PR #613, opened 2023-03-03
eos-updater: Ignore WrongState errors from eos-updater daemon

pwithnall:
These imply that the state tracking in gnome-software has got out of sync with the state tracking in the eos-updater daemon. This happens as a result of two client processes racing to apply updates, typically gnome-software racing with eos-autoupdater.

This is actually harmless, as both gnome-software and eos-autoupdater will re-sync their state with the eos-updater daemon at the start of each state machine cycle.

The user doesn’t need to know about this, and can’t do anything about it, so just ignore the error.

Fixes: #2078
Upstream: https://gitlab.gnome.org/GNOME/gnome-software/-/merge_requests/1639

(Backport 5.1: Significantly reworked as the upstream code is asynchronous, but this code is still synchronous.)

https://phabricator.endlessm.com/T31618

### DIFF
--- a/plugins/eos-updater/gs-plugin-eos-updater.c
+++ b/plugins/eos-updater/gs-plugin-eos-updater.c
@@ -1050,6 +1050,19 @@ cancelled_cb (GCancellable *ui_cancellable,
 	g_cond_broadcast (&self->state_change_cond);
 }
 
+static gboolean
+is_wrong_state_error (const GError *error)
+{
+	g_autofree gchar *remote_error = NULL;
+
+	if (!g_dbus_error_is_remote_error (error))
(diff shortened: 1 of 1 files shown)


pwithnall:
Compile tested only due to running out of time this week. I think the changes are straightforward enough to merge and then test on an image next week, but I can instead do some more in-depth pre-merge testing next week if desired.

pwithnall:
@dbnicholson, fancy reviewing this?

dbnicholson (approved):
Makes sense and seems like it should work correctly. Indeed, the upstream async code using function pointers is much nicer.

PR #615, opened 2023-03-20
T33138 flatpak: Don’t signal success for automatic updates if not enough space

pwithnall:
Previously the code tried to not return an error to the user if
automatic updates failed in the background due to a lack of disk space.

However, by returning `TRUE` from `gs_plugin_flatpak_update()`, this
signalled success for the updates, which would result in a “123
Applications Updated” notification banner which was completely
incorrect.

Instead, it’s better to return an error, and then let the UI layer
determine whether to display that as a massive warning dialogue, a small
in-app warning notification, or not at all.

https://phabricator.endlessm.com/T33138

### DIFF
--- a/plugins/flatpak/gs-plugin-flatpak.c
+++ b/plugins/flatpak/gs-plugin-flatpak.c
@@ -915,13 +915,11 @@ remove_schedule_entry (gpointer schedule_entry_handle)
 }
 
 static gboolean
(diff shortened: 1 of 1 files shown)


pwithnall:
I’ve tested this briefly locally, but it could do with more testing. @wjt, can you still reproduce the original failure case easily? If so, that’ll do for testing. If not, I’ll set up some outdated apps in an installation and run through some scenarios more thoroughly.

None of these changes are upstreamable, as all of this code is currently downstream-only.

PR #230, opened 2023-12-04
Update RTD configuration file structure

FriedrichFroebel:
While we declared to use the version 2 format for RTD, it seems like it is not valid anymore (or has never been a valid version 2 one).


tomasbedrich (approved):
LGTM, build untested

PR #233, opened 2023-12-27
Fix getting user logs

Jakoma02:
Due to changes on the Geocaching website, iterating `my_logs()` raises an exception due to a missing query argument "guid". This is caused by an upstream change at https://www.geocaching.com/my/logs.aspx, where the format of the URL that this library uses was changed to "https://www.geocaching.com/geocache/[WP]".

This PR modifies the `my_logs()` method to use WP to find the geocache details instead of guid, which fixes the problem.

### DIFF
--- a/pycaching/geocaching.py
+++ b/pycaching/geocaching.py
@@ -8,7 +8,7 @@ import re
 import subprocess
 from os import path
 from typing import Generator, Optional, Union
-from urllib.parse import parse_qs, urljoin, urlparse
+from urllib.parse import urljoin
 
 import bs4
 import requests
@@ -494,8 +494,8 @@ class Geocaching(object):
                 break
 
             link = row.find(class_="ImageLink")["href"]
-            guid = parse_qs(urlparse(link).query)["guid"][0]
-            current_cache = self._try_getting_cache_from_guid(guid)
+            wp = link.split("/")[4]
+            current_cache = self.get_cache(wp)
             date = row.find_all("td")[2].text.strip()
             current_cache.visited = date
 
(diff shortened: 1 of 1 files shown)


pycaching/geocaching.py
```diff
@@ -494,8 +494,8 @@ def my_logs(self, log_type=None, limit=float("inf")):
                 break
 
             link = row.find(class_="ImageLink")["href"]
-            guid = parse_qs(urlparse(link).query)["guid"][0]
-            current_cache = self._try_getting_cache_from_guid(guid)
+            wp = link.split("/")[4]
```
FriedrichFroebel, line 497: Could we make this more explicit somehow or check that the removed prefix is correct? For now, this seems to be "magic", as we do not have automated tests for this at the moment as well.

Jakoma02: An explicit way of doing this might be using regular expressions, which are not recommended as per contribution guidelines. Also note that on [line 470](https://github.com/tomasbedrich/pycaching/blob/15bc2acf2ba6e9141e850fb8296d8cf5058cce7f/pycaching/geocaching.py#L470), a very similar extraction is done in a very similar way.

Would you consider this resolved if a comment is provided similarly to line 470? Or would you rather see explicit checking of the prefix or moving the "logic" to a separate function?

FriedrichFroebel: In the easiest way, we can consider adding a comment with an example URL here to make this more clear.

Jakoma02: I added the comment in commit cdeeeca, please see if this is sufficient.

FriedrichFroebel (approved):
Thanks, LGTM.

ohheyrj:
Has this been released yet or is it only in master at the moment?

tomasbedrich:
Now it is released as 4.4.1

PR #235, opened 2024-02-08
Add support for archive log type "6"

GeoTime61:
Most caches use an archive log type of "5", but some caches use an archive type of "6". Retain support for type "5" and add support for type "6".

### DIFF
--- a/pycaching/log.py
+++ b/pycaching/log.py
@@ -143,6 +143,9 @@ class Type(enum.Enum):
         elif filename == "68":
             # 2 different IDs for post_reviewer_note
             return cls.post_reviewer_note
+        elif filename == "6":
+            # 2 different IDs for archive
+            return cls.archive
         elif filename == "1":
             # 2 different IDs for unarchive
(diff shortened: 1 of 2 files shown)


GeoTime61:
I don't know anything about GitHub, but I did my best to create a pull request with the change and a simple test.

Following the steps in CONTRIBUTING:
"isort ." worked.
"black ." worked.
"flake8" failed - AttributeError: 'EntryPoints' object has no attribute 'get'
"pytest test" (had to add " test") failed - FAIL Required test coverage of 90% not reached. Total coverage: 89.90%

Maybe you can tell me what I did wrong or help me fix the errors.

FriedrichFroebel:
Thanks for the PR.

Running `python -m pip install .[dev]` before running *flake8* or *pytest* should in theory not yield any issues and work out of the box - different versions might yield different results. The GitHub Actions CI is using the same commands without any real issues.

FriedrichFroebel (approved):
LGTM.

PR #249, opened 2026-09-16
Fix attributes and inventory widgets

joelhoffman:
I discovered that attributes were not being parsed from the cache page correctly due to a change in the order of div elements at some point. This should fix it. I'm not sure the inventory widget here gets used directly but I think it should be pointing to the analogous div it pointed to previously.


pycaching/cache.py
```diff
@@ -765,7 +765,13 @@ def load(self):
         pm_only_warning = root.find("p", "Warning NoBottomSpacing")
         self.pm_only = pm_only_warning and ("Premium Member Only" in pm_only_warning.text) or False
 
-        attributes_widget, inventory_widget, *_ = root.find_all("div")
+        inventory_widget = None
+        attributes_widget = None
+        for header in root.find_all("h3","WidgetHeader"):
+            if header.text.strip() == "Attributes":
```
FriedrichFroebel, line 771: I somehow remember that we would try to avoid issues with different languages. Is this the only reliable way to determine this (and thus require an English locale), or are there language-independent alternatives?

test/test_cache.py
```diff
@@ -343,6 +343,27 @@ def test_load_trackables(self):
             trackable_list = list(cache.load_trackables(limit=10))
         self.assertTrue(isinstance(trackable_list, list))
 
+
+    def test_load_attributes(self):
```
FriedrichFroebel, line 347: Between methods, there usually should be exactly one empty line.

FriedrichFroebel (changes requested):
Thanks for the PR. Besides the inline feedback, could you please check the CI failures?

pycaching/cache.py
joelhoffman: I did look for alternatives, but maybe not carefully enough. Will revise, I'm sure there's another alternative.

PR #546, opened 2023-07-11
Added ability to init SearchQuery props on construction

Enchiridion:
# Pull Request

## What does this PR do?
This lets you init the `SearchQuery` props when the object is constructed.  I think the PHP library is the only one that doesn't yet let you do this or use a simple array instead.  I created this because I was using the `search()` method but needed to switch to `multiSearch()`, but found it works completely differently, this speeds up using it.

Previous way:
```
$data = (new SearchQuery())
   ->setIndexUid('books')
   ->setQuery('butler')
   ->setSort(['author:desc']);
```

Additional way: 
```
$data = new SearchQuery([
    'indexUid' => 'books',
    'q'        => 'butler',
    'sort'     => ['author:desc'],
]);
```

Note 1: My change currently does not pass the test due to the use of variable property access.  However I think it's safe because all the props are simple and typed.  If you think that's ok, I can have phpstan ignore that line.

```
 ------ -----------------------------------------------------------------------
  Line   src/Contracts/SearchQuery.php
 ------ -----------------------------------------------------------------------
  33     Variable property access on $this(Meilisearch\Contracts\SearchQuery).
 ------ -----------------------------------------------------------------------
```

Note 2: The initial code I based this on from `main` currently does not pass all the phpstan tests:

```
 ------ ------------------------------------------------------------------------------
  Line   tests/Endpoints/DocumentsTest.php
 ------ ------------------------------------------------------------------------------
  324    Call to an undefined method
         PHPUnit\Framework\MockObject\Rule\InvokedCount::numberOfInvocations().
  805    Call to an undefined method
         PHPUnit\Framework\MockObject\Rule\InvokedAtLeastOnce::numberOfInvocations().
 ------ ------------------------------------------------------------------------------
```

## PR checklist

### DIFF
--- a/src/Contracts/SearchQuery.php
+++ b/src/Contracts/SearchQuery.php
@@ -26,6 +26,35 @@ class SearchQuery
     private ?int $hitsPerPage;
     private ?int $page;
 
+    // @phpstan-ignore-next-line
+    public function __construct(
+        string $indexUid = null,
+        string $q = null,
+        array $filter = null,
+        array $attributesToRetrieve = null,
+        array $attributesToCrop = null,
+        int $cropLength = null,
+        array $attributesToHighlight = null,
+        string $cropMarker = null,
+        string $highlightPreTag = null,
+        string $highlightPostTag = null,
+        array $facets = null,
+        bool $showMatchesPosition = null,
+        array $sort = null,
+        string $matchingStrategy = null,
+        int $offset = null,
+        int $limit = null,
+        int $hitsPerPage = null,
+        int $page = null,
+    ) {
+        foreach (get_defined_vars() as $name => $value) {
+            if (!\is_null($value) && property_exists($this, $name)) {
+                // @phpstan-ignore-next-line
+                $this->$name = $value;
+            }
+        }
+    }
+
     public function setQuery(string $q): SearchQuery
     {
         $this->q = $q;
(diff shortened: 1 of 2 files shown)


Enchiridion:
I added in the linter ignore for the Variable property access line.

norkunas:
Is it really worth? With array you don't have autocompletion, because the structure is undefined

norkunas:
> I added in the linter ignore for the Variable property access line.

I'd document the structure instead of ignoring

Enchiridion:
I've updated the PR so all the properties are in the constructor.  With PHP8+ you can specify the args using named arguments along with array spreading to get the same effect of setting all those properties quickly and easily using an array.

src/Contracts/SearchQuery.php
```diff
@@ -26,6 +26,35 @@ class SearchQuery
...
+        array $facets = null,
+        bool $showMatchesPosition = null,
+        array $sort = null,
+        string $matchingStrategy = null,
+        int $offset = null,
+        int $limit = null,
+        int $hitsPerPage = null,
+        int $page = null,
+    ) {
+        foreach (get_defined_vars() as $name => $value) {
```
norkunas, line 50: Set the vars manually then the phpstan won't complain and in future it could be refactored to CPP

norkunas (changes requested):

curquiza:
@Enchiridion do you still plan to work on this PR? 😊

PR #551, opened 2023-07-12
Add getTotal() in the TasksResults type

brunoocasali:
Add `total` to `TasksResults`.


alallema (approved):
LGTM!

src/Contracts/TasksResults.php
```diff
@@ -9,6 +9,7 @@ class TasksResults extends Data
     private int $next;
     private int $limit;
     private int $from;
+    private int $total;
```
norkunas, line 12: if it cannot be <0, then maybe better to typehint `@var int<0, max>` ?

***

◆ **EXERCISE DESCRIPTION**
Taking the listing above as the source, transcribe only the lines starting at the line with "eos-updater: Ignore WrongState" and going through the line with "These imply that", unaltered and with both ends included.

◆ **TASK OUTPUT**
eos-updater: Ignore WrongState errors from eos-updater daemon

pwithnall:
These imply that the state tracking in gnome-software has got out of sync with the state tracking in the eos-updater daemon. This happens as a result of two client processes racing to apply updates, typically gnome-software racing with eos-autoupdater.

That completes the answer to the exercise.